* [Instructions to follow] Find every line in the records below that holds the word "length", and copy it out.

* [Exercise material]
PR #39, opened 2015-03-02
Fixed bug in concatenation file

jmaxey:
Fixed the frame count error in the file.

@kimtonyhyun

### DIFF
--- a/io/concatenateHDF5.m
+++ b/io/concatenateHDF5.m
@@ -101,6 +101,7 @@ for i=1:length(list)
         
         %%% Replace any dropped frames with the frame immediately
         %%% preceeding it
+        cropDroppedFrames = 0;
         if(droppedFrames ~= 0)
             for j=1:length(droppedFrames)
                 disp('DroppedFrame');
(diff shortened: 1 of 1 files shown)


kimtonyhyun:
Checking it out

kimtonyhyun:
I just tried out this code on c9m7d09 (which has a non-glitched PlusMaze text file). I expected the concatenated (and trimmed) movie to have 46228 frames, but found only 46226 in the resulting HDF5. Is the current code correctly writing in the dropped frames into the HDF5?

jmaxey:
Let me check. I may need to alter something else since the dropped frames are in the first cropped 15. 

----- Original Message -----

kimtonyhyun:
Same on c9m7d06, the concatenated result is 2 frames shorter than expected.

kimtonyhyun:
Does `concatenateHDF5` assume that the first file is always a valid trial? This assumption may be false in some cases, if we needed to do a repeat on the first trial.

jmaxey:
I know what's wrong and am working to fix it now. I will make sure that dropping the first frame is not a problem.

----- Original Message -----

jmaxey:
I have to go to office hours soon and then have class but will keep working on it. Sorry for the delay.

----- Original Message -----

kimtonyhyun:
Outdated -- closing.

* [Solution to this task]
@@ -101,6 +101,7 @@ for i=1:length(list)
             for j=1:length(droppedFrames)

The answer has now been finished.